The problem:
Set out the listing word for word. End with the line that contains "Right now, the".

Provided entries:
PR #2734, opened 2022-12-21
Do announcements in the proper app

### LINKED ISSUE #2635: Look at KiOui/TOSTI filters for adding info banners to pages
### Describe the change
Right now, the base template contains some hardcoded banners, like "you're not a member anymore". That logic shouldn't be in the `thaliawebsite` app but in the members app.

TOSTI solves this in a nice way with `Filters` (stolen from, yes, Wordpress): See https://github.com/KiOui/TOSTI/blob/master/website/tosti/filter.py 
https://github.com/KiOui/TOSTI/blob/7008c332758f6e89716cdf8f9a7220aea36b877a/website/users/views.py#L37-L44 and https://github.com/KiOui/TOSTI/blob/7008c332758f6e89716cdf8f9a7220aea36b877a/website/thaliedje/apps.py#L14-L25

### Motivation
Separation of concerns

pingiun:
Closes #2635 

### Summary
Banners still work but now in the app where the check can be done

### DIFF
--- a/website/announcements/context_processors.py
+++ b/website/announcements/context_processors.py
@@ -17,4 +17,8 @@ def announcements(request):
         for a in Announcement.objects.all()
         if a.is_visible and a.pk not in closed_announcements
     ]
-    return {"announcements": announcements_list}
+    persistent_announcements = getattr(request, "_announcements", [])
+    return {
+        "announcements": announcements_list,
+        "persistent_announcements": persistent_announcements,
+    }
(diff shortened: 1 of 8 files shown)


ColonelPhantom (approved):

DeD1rk:
@pingiun This broke some APIs, `MembersConfig.announcements` accesses `request.member` (a lazy property) which, for API calls, will only resolve correctly later, as the `request.user` is only set correctly (not to AnonymousUser) within the API views, not during middleware evaluation.
The result is that request.member is None for all API calls, breaking the payments API and some filters.

DeD1rk:
Of course the real problem is that authentication is done too late but there seems to be no good fix for that

PR #2781, opened 2023-01-25
Registration without membership

### LINKED ISSUE #2774: Allow people without active membership to register for an event
### Problem
Currently, when creating an event, there is no option to allow people without an active membership to sign up for that event. There is an option to manually add non-members to add the event via the backend, but for alumni events (where mostly people without active membership sign up) this is a pretty tedious process, especially since there are currently two ways of signing up (via mail and via the event).

### Solution
A checkbox in the event backend that, when checked, allows website visitors to register themselves while not having an active membership. A requisite is that you do own a Thalia account, AKA have been a member in the past.

### Motivation
This would make registering for alumni events easier and more centralized. Other than that, being able to see who else is registered might work motivating for alumni to register themselves

### Alternatives
The alternative is the current situation: Mailing to the committee. In our opinion not desired.

### Additional context
See my other feature request regarding the alumni committee.

ColonelPhantom:
Closes #2774 

### Summary
I have added a toggle to events to enable users without memberships to register for them.

### How to test
1. Create an ex-member (or non-member) user
2. Create an event with the toggle checked
3. Observe that the ex/non-member user can register for this event, but not for any others.
4. Check that this works correctly even if data minimization has been applied to the user (@pingiun)


website/events/models/event_registration.py
```diff
@@ -33,7 +33,6 @@ class EventRegistration(models.Model):
         models.CASCADE,
         blank=True,
         null=True,
-        limit_choices_to=registration_member_choices_limit,
```
ColonelPhantom, line 36: I did not remove the relevant filter, because it is still used in makefixtures. I'd prefer fixtures to not do weird things here (such as register for events without a membership while this is not allowed for the event in question).

website/events/services.py
```diff
@@ -214,7 +214,7 @@ def event_permissions(member, event, name=None, registration_prefetch=False):
             event.registration_allowed
             or (event.optional_registration_allowed and not event.registration_required)
         )
-        and (name or member.can_attend_events)
+        and (name or member.can_attend_events or event.registration_without_membership)
```
JobDoesburg, line 217: We only need to consider the case that someone is blocked from attending events

website/members/models/member.py
```diff
@@ -168,6 +168,13 @@ def can_attend_events(self):
             and self.current_membership is not None
         )
 
+    @property
+    def can_attend_alumni_events(self):
```
JobDoesburg, line 172: Looks good, I only wouldn't call this `alumni events` as that sounds quite restricting. I would call it `can_attend_events_without_membership`

DeD1rk:
Could we maybe get a test for this? 👉👈🥺

JobDoesburg (approved):

PR #2782, opened 2023-01-25
Add "oldmembers" mailinglist

### LINKED ISSUE #2773: 'Thalia alumni' automated mailing list
### Problem
There currently is no automated mailing list for 'thalia alumni' AKA people that were once Thalia member but are not anymore. 

### Solution
An automated **opt-out** mailing list linked to everyone that is a _former Thalia member_. This list should _exclude_ current members, current benefactors, and former benefactors. It should _include_ honorary members.

### Motivation
Such a mailing list would be very useful for the alumni committee to reach out to people to promote events.

### Alternatives
The current alternative is a WhatsApp 'mailing list' that's an absolute tumor in my phone.

### Additional context
See my other feature request (#2774) regarding the alumni committee.

ColonelPhantom:
Closes #2773 

### Summary
This adds a mailing list targeting alumni as requested. For now it is a draft because the PR is not fully complete, not tested at all, and the exact requirements are not 100% clear. @ricotewechel please let me know if the following logic matches what you want or not:
```python
m.current_membership.type != Membership.MEMBER and m.has_been_member()
```
where this condition is evaluated on all members `m`. This covers everyone who has once been a member, but is not anymore, for example users who go member->benefactor or member->honorary, or just member->nothing.
### How to test
NOT DONE YET


website/mailinglists/services.py
```diff
@@ -86,6 +93,14 @@ def get_automatic_lists():
             ),
             "moderated": True,
         },
+        {
+            "name": "alumni",
```
JobDoesburg, line 97: the alias `alumni@thalia.nu` already exists and is used by the alumni committee. I would call the list `oldmembers`

JobDoesburg (changes requested):

JobDoesburg:
> ```python
> if m.current_membership_type == Membership.HONORARY
>     or (m.has_been_member() and not m.has_active_membership())
> ```
> 
> where this condition is evaluated on all members `m`. I believe that `has_been_member` does include people who go like member->benefactor>ex-member.
> 


I've discussed it with rico and it should indeed include only people that have ever been a `member` (so not just benefactor, but member → benefactor is fine). The current members should be filtered out, but the current benefactors/honorarymembers that have been a member previously, should be included. 

Finally, we should also make a opt-out for this, but that's for a later issue I think

website/mailinglists/services.py
```diff
@@ -55,6 +55,12 @@ def get_automatic_lists():
     )
     mentors = _get_members_email_addresses([x.member for x in active_mentorships])
 
+    oldmembers = [
+        m
+        for m in Member.objects.all()
+        if m.current_membership.type != Membership.MEMBER and m.has_been_member()
```
ColonelPhantom, line 61: As Job mentioned, this will likely throw an error when there are Members without a current_membership.

ColonelPhantom:
I have updated with a fix for the non-member issue, and added an opt-out flag to the profile.

We may want to hide the flag for current members (?) and/or enable people to set the flag without logging in (if they lost their credentials; although the Forgot Password button should be linked to the same address receiving the mails, so everyone who receives the emails should be able to access their account.)

JobDoesburg (approved):
This does still need a view for easy deregistration if you don't know your password anymore

ColonelPhantom:
> This does still need a view for easy deregistration if you don't know your password anymore

I'm still not sure if this is actually necessary; the forgot password functionality is inherently linked to the same email where you receive the emails. So if you can read the emails, you can reset your password and then unsubscribe. It's a bit more work but should be fairly discoverable, especially if the `edit-profile` link is included (click -> see login page -> forgot password -> enter email) in the emails (although I presume we can't really automate that, nor rely on it being included manually).

That said, less hurdles for unsubscribing is of course better. But I'm not entirely convinced the current barrier is too high, either.

JobDoesburg:
Sure let's keep it like this for now

Issue #988, opened 2020-03-18
Deliver sliders or other large images as webp


thaliawww-service:
In GitLab by @pingiun on Jan 15, 2020, 20:56

### Why?
According to [Google PageSpeed](https://developers.google.com/speed/pagespeed/insights/?hl=nl&url=thalia.nu&tab=mobile), we can speed up our site by a lot by converting slider images to webp.

### Current implementation
Large pictures are all served as png, this is a good image format for things that need to be compressed lossless.

### Suggested implementation
Supply images as `<picture>` [with multiple sources](https://developer.mozilla.org/en-US/docs/Learn/HTML/Multimedia_and_embedding/Responsive_images#Use_modern_image_formats_boldly)

thaliawww-service:
In GitLab by @se-bastiaan on Jan 15, 2020, 22:35

So what do you want to do exactly? Do you want to convert them on the fly on create new images for every single slide on disk? If you want to save the files to disk that could take some space if you want to serve both. And I don't think this makes the image loading stuff ~"easy and fun" with it being quite difficult already. At least, the drawback of complexity vs (supposed) loading time

I do think that increasing the JPG image quality that we save may help, because that's mostly the reason that these images are PNG: the JPEGs are horrible quality. I have changed the images to JPEG now and the warning in PageSpeed is goner. The one for image caching though? Maybe we should add that to the nginx config.

thaliawww-service:
In GitLab by @se-bastiaan on Jan 15, 2020, 22:38

If Safari would support webp I would be in favour of converting every single image to webp, but unfortunately that is not the case: https://caniuse.com/#feat=webp. Even the last non-Chromium version of Edge has support.

2016 -> https://www.cnet.com/news/apple-ios-macos-tests-googles-webp-graphics-to-speed-up-web/

se-bastiaan:
Safari 14 adds webp support, but only on macOS Big Sur and later :|

se-bastiaan:
Note that React Native also has no WebP support without extra deps: https://reactnative.dev/docs/image#gif-and-webp-support-on-android

pingiun:
This is now feasible: https://caniuse.com/?search=webp

PR #2794, opened 2023-02-01
Django thumbnails

### LINKED ISSUE #2659: Find a faster way to request signatures from S3 storage objects
Staging is very slow. It takes seconds to get signatures for S3 objects. And our SSD's are getting too expensive

This should be faster, so we can move to S3.

### Motivation
Money and server load

JobDoesburg:
Closes #2659 

### Summary
Rewrite our complete media and thumbnailing system to Django thumbnails.

We used to have a _lazy_ thumbnailing system. That is: whenever a thumbnail was inserted, we inserted an image source with a route to a thumbnailer view that takes the path of the media to be thumbnailed as an argument. Then, only when that view was loaded, a thumbnail was retrieved (if it already exists) or created. This was a nice approach, as it keeps rendering our pages relatively fast: when loading a photo album with 50 images, this approach makes the initial page load fast, and make the thumbnails appear later.

However, when moving to an AWS S3 storage backend, this didn't seem to work anymore, as retrieving the files from S3 for each thumbnail request turns out to be pretty slow (unverified, but probably because botos3 can't parallelize the requests or something).

This PR completely switches our thumbnailing system. Thumbnails are now generated at the time they are requested. Note: this will make initial page load of an album page slower! But, hopefully, it is better compatible with S3 storage backends, so ultimately it will be faster...

Note that it is possible to pregenerate thumbnails on saving the album, as to prevent this problem!

### How to test
Thumbnails are used in:
- activemembers (MemberGroup)
- members (Profile)
- merchandise (MerchandiseItem)
- partners (multiple models)
- photos (Photo)

Furthermore, announcements (Slides) also contain images, but we never thumbnail those so I didn't implement it there


JobDoesburg:
Django storages botos3 will give us signed urls for AWS, so we can (and should) get rid of private media hosting

JobDoesburg:
Can also close #988

JobDoesburg:
This only needs migrations to populate the thumbnails.source table, as this doesn't happen automatically by the app

JobDoesburg:
Decided that it writing migrations for this sucks, so I implemented a fix for it in the thumbnailing app. Currently waiting for https://github.com/ui/django-thumbnails/pull/123 
Until then, we will need to write our own migrations. Let's give it some time, we can always still do it.

We also need to check our actual thumbnail sizes, and maybe rephrase small to small_300x300 to make sure we can always resize.

JobDoesburg:
TODO:
- check the actual thumbnail sizes being used everywhere
- check the announcements app

website/utils/media/services.py
```diff
@@ -64,24 +53,16 @@ def get_thumbnail_url(file, size, fit=True):
...
-        "name": name,
-        "thumb_path": f"thumbnails/{size_fit}/{name}",
-        "serve_path": f"thumbnails/{size_fit}/{name}",
-        "storage": f"{storage.__class__.__module__}.{storage.__class__.__name__}",
-    }
+    if isinstance(file, ThumbnailedImageFile):
+        if size == "small":
+            return get_media_url(file.thumbnails.small)
+        if size == "medium":
+            return get_media_url(file.thumbnails.medium)
```
DeD1rk, line 64: There are other sizes defined in settings, why aren't those in here too?

DeD1rk: Update: the others are used (in ThumbnailSerializers in the API), so I guess they should be used.

ColonelPhantom:
One thing I did notice is that pages referring to invalid images now fail to load, instead of failing to load just the images.

But I guess that that's not too big of an issue.

Issue #2753, opened 2023-01-11
Don't register event admin inlines in the events app, move to promo and pizzas app


JobDoesburg:
### Describe the change
The events app shouldn't depend on the pizzas and promo app, but the other way around. 

### Motivation
Better modularity of apps

### Suggested implementation
Unregister the events admin in the pizzas app, and reregister with the inline

PR #2796, opened 2023-02-02
Move Event.slide to Slide.event

### LINKED ISSUE #2759: Make announcements depend on events instead of the other way around
### Describe the change
Make announcements depend on events instead of the other way around

### Motivation
Better modularity of apps

### Current implementation
Events can have a slide

### Suggested implementation
Slides can be about an event

### Additional context
Maybe make a class `EventAnnouncements` in a separate sub app for even better modularity

DeD1rk:
Closes #2759.

### Summary
This moves a ForeignKey to a OneToOne in the opposite direction.
After this, events only depends on announcements by including `SlideSerializer` in the event serializers.

### How to test
1. Check that the event screen still shows the right slide header if that was set before migrating.
2. Check that the events API still works.


JobDoesburg:
> After this, events only depends on announcements by including SlideSerializer in the event serializers.

This is still problematic if you ask me...

DeD1rk:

Reply:
PR #2734, opened 2022-12-21
Do announcements in the proper app

### LINKED ISSUE #2635: Look at KiOui/TOSTI filters for adding info banners to pages
### Describe the change
Right now, the base template contains some hardcoded banners, like "you're not a member anymore". That logic shouldn't be in the `thaliawebsite` app but in the members app.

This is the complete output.